AP-HP, Department of Neonatology, Necker-Saint-Vincent de Paul Hospital, Paris Descartes University, Paris, France.
J Pediatr Gastroenterol Nutr. 2012 May;54(5):613-9. doi: 10.1097/MPG.0b013e318245b428.
Accurate data on the optimal chloride (Cl) intake in premature infants are scarce. The aim of the present study was to describe Cl intakes in the first 10 days of life and to assess the relations between high Cl intakes and corrected serum Cl level or markers of severe acidosis in infants <28 weeks' gestation.
Retrospective cohort study including all of the infants <28 weeks admitted to the neonatal intensive care unit during a 3-year period and cared for from birth until day 10 or more.
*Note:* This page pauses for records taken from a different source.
PR #220, opened 2015-07-08
Refactor: group server authentication classes in auth.server and authorization classes in authz

dmlloyd:


dmlloyd:
Depends on #218

PR #221, opened 2015-07-08
Normalize name rewriters, change "aggregate" to "chain", add a proper "aggregate" that is consistent with decoders, add rewriter based validation to all rewrite sites

dmlloyd:


dmlloyd:
Depends on #220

Fifty-six infants were included. Cumulative total Cl intakes reached 9.6 ± 3.7 mmol/kg at day 3 and 49.2 ± 13.5 mmol/kg at day 10. Inadvertent intakes (from intravenous fluids other than parenteral nutrition) represented on average 70% of total Cl intakes in the first 3 days. Difference between Cl and sodium intakes reached 7.8 ± 4.8 mmol/kg at day 10 and mainly originated from parenteral nutrition. By multivariate analysis, cumulative Cl intake >10 mmol/kg during the first 3 days was an independent risk factor of base excess <-10 mmol/L. Cumulative Cl intake >45 mmol/kg during the first 10 days was an independent risk factor of corrected chloremia >115 mmol/L and of base excess <-10 mmol/L.
Cumulative Cl intake >10 mmol/kg during the first 3 days (ie, 3.3 mmol · kg (-1) · day(-1) on average) and >45 mmol/kg during the first 10 days (ie, 4.5 mmol · kg (-1) · day(-1) on average) may have unwanted metabolic consequences and should be avoided. Imbalance between electrolytes provided by the parenteral nutrition solution need to be detected and corrected.
早产儿最佳氯(Cl)摄入量的准确数据很少。本研究旨在描述出生后前 10 天的 Cl 摄入量,并评估高 Cl 摄入量与校正血清 Cl 水平或<28 周胎龄婴儿严重酸中毒标志物之间的关系。
回顾性队列研究,纳入了 3 年内入住新生儿重症监护病房并在出生后至第 10 天或以上接受治疗的所有<28 周的婴儿。
共纳入 56 例婴儿。第 3 天和第 10 天的累积总 Cl 摄入量分别达到 9.6±3.7mmol/kg 和 49.2±13.5mmol/kg。在头 3 天,静脉输液(除肠外营养外)的无意摄入量平均占总 Cl 摄入量的 70%。第 10 天时,Cl 摄入量与钠摄入量之间的差异达到 7.8±4.8mmol/kg,主要来自肠外营养。多变量分析表明,前 3 天累积 Cl 摄入量>10mmol/kg 是基础过剩<-10mmol/L 的独立危险因素。前 10 天累积 Cl 摄入量>45mmol/kg 是校正氯血症>115mmol/L 和基础过剩<-10mmol/L 的独立危险因素。
前 3 天累积 Cl 摄入量>10mmol/kg(即平均 3.3mmol·kg(-1)·day(-1))和前 10 天累积 Cl 摄入量>45mmol/kg(即平均 4.5mmol·kg(-1)·day(-1))可能会产生不良的代谢后果,应予以避免。需要检测和纠正肠外营养溶液中电解质的不平衡。